* [What you need to do]
Copy exactly, please, the lines of the data from its start through the line containing "Yeah I agree".

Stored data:
*-*-*

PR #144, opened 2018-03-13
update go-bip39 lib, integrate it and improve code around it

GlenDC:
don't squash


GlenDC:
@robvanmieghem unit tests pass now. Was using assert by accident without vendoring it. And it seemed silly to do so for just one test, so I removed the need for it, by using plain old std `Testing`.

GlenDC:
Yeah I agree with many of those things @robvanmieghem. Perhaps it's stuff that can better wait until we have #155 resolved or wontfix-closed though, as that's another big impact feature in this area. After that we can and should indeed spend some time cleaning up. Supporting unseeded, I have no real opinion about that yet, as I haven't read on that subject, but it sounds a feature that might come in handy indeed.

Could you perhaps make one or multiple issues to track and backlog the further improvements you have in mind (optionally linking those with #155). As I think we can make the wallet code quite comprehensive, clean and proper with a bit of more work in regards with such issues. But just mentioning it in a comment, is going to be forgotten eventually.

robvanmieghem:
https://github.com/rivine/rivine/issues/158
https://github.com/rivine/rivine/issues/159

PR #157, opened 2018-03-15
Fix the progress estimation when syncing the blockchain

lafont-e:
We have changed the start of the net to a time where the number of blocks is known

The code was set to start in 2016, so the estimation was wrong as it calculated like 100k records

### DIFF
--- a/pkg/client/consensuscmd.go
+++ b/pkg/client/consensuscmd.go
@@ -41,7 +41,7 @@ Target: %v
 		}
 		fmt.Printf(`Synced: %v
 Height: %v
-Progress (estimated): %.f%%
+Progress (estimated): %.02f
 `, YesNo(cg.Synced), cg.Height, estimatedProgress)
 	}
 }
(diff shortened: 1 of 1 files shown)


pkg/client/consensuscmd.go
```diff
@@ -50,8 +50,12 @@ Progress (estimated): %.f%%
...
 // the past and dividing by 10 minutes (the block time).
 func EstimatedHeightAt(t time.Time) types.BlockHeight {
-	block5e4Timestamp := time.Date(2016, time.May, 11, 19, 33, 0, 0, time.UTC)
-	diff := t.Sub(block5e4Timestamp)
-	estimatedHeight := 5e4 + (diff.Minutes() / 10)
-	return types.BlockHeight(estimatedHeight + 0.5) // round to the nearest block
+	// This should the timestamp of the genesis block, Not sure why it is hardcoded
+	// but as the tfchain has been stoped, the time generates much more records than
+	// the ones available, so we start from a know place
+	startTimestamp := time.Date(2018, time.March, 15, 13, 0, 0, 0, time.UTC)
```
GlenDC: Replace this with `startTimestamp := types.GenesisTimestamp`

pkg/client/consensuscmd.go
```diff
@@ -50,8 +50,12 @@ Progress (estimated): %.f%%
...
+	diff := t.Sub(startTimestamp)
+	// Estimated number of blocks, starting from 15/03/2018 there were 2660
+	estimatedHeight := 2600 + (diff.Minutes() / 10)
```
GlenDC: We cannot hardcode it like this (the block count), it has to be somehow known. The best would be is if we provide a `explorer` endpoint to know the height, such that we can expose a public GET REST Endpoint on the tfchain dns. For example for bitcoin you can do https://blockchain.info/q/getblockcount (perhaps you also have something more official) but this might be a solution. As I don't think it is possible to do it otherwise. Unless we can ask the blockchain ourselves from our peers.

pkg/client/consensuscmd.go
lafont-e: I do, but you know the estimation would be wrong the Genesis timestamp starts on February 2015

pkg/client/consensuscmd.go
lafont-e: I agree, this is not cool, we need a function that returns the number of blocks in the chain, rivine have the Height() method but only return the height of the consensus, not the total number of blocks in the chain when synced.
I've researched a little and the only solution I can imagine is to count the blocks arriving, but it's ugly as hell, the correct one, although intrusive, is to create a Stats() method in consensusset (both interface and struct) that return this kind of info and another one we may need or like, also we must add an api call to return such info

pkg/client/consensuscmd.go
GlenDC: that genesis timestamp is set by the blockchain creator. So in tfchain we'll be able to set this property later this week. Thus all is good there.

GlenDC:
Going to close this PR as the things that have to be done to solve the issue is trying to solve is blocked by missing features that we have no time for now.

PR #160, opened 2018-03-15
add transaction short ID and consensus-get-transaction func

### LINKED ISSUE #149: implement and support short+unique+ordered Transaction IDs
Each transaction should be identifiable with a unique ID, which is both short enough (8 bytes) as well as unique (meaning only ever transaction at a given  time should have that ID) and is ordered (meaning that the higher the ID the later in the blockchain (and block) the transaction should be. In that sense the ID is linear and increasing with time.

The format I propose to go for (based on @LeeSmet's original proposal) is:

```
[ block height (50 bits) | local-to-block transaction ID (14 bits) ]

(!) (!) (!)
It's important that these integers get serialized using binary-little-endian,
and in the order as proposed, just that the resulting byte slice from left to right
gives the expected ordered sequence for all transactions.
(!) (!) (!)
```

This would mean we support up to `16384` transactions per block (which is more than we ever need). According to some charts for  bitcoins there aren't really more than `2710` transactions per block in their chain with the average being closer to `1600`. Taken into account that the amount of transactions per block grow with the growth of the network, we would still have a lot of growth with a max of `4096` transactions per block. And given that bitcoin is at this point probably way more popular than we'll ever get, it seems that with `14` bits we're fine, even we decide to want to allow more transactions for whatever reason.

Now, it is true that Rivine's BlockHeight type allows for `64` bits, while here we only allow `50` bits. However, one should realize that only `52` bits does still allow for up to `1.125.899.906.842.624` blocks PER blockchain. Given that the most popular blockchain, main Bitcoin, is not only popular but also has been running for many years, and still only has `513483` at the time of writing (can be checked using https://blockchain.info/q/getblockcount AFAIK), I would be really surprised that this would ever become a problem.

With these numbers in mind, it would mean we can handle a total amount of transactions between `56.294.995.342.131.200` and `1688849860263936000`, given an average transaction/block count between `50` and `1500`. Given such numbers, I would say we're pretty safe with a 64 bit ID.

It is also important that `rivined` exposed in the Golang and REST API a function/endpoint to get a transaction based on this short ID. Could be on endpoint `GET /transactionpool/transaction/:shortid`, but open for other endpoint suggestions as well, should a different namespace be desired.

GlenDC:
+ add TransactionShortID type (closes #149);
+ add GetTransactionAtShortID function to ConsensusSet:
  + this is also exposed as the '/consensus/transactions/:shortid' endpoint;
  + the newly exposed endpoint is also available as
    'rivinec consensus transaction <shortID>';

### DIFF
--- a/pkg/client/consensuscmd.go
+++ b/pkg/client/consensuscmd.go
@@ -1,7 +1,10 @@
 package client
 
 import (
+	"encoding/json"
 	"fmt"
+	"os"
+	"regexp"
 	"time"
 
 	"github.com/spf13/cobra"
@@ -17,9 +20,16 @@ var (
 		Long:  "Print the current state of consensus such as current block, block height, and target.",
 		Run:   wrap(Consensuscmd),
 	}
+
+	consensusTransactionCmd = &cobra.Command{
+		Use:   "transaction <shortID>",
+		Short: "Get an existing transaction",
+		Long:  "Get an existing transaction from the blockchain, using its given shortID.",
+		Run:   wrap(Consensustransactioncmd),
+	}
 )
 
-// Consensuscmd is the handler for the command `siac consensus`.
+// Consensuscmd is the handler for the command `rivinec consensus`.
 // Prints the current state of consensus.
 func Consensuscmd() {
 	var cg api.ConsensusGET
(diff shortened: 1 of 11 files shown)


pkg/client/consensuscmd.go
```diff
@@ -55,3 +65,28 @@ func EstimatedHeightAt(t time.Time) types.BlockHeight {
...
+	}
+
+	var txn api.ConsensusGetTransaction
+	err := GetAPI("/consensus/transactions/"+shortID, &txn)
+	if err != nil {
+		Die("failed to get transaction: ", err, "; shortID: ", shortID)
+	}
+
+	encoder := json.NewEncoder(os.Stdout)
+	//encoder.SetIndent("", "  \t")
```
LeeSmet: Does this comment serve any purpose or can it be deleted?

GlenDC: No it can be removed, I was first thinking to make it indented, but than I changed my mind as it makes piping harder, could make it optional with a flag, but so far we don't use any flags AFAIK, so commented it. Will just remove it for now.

*-*-*

* [Solution to the problem]
PR #144, opened 2018-03-13
update go-bip39 lib, integrate it and improve code around it

GlenDC:
don't squash


GlenDC:
@robvanmieghem unit tests pass now. Was using assert by accident without vendoring it. And it seemed silly to do so for just one test, so I removed the need for it, by using plain old std `Testing`.

GlenDC:
Yeah I agree with many of those things @robvanmieghem. Perhaps it's stuff that can better wait until we have #155 resolved or wontfix-closed though, as that's another big impact feature in this area. After that we can and should indeed spend some time cleaning up. Supporting unseeded, I have no real opinion about that yet, as I haven't read on that subject, but it sounds a feature that might come in handy indeed.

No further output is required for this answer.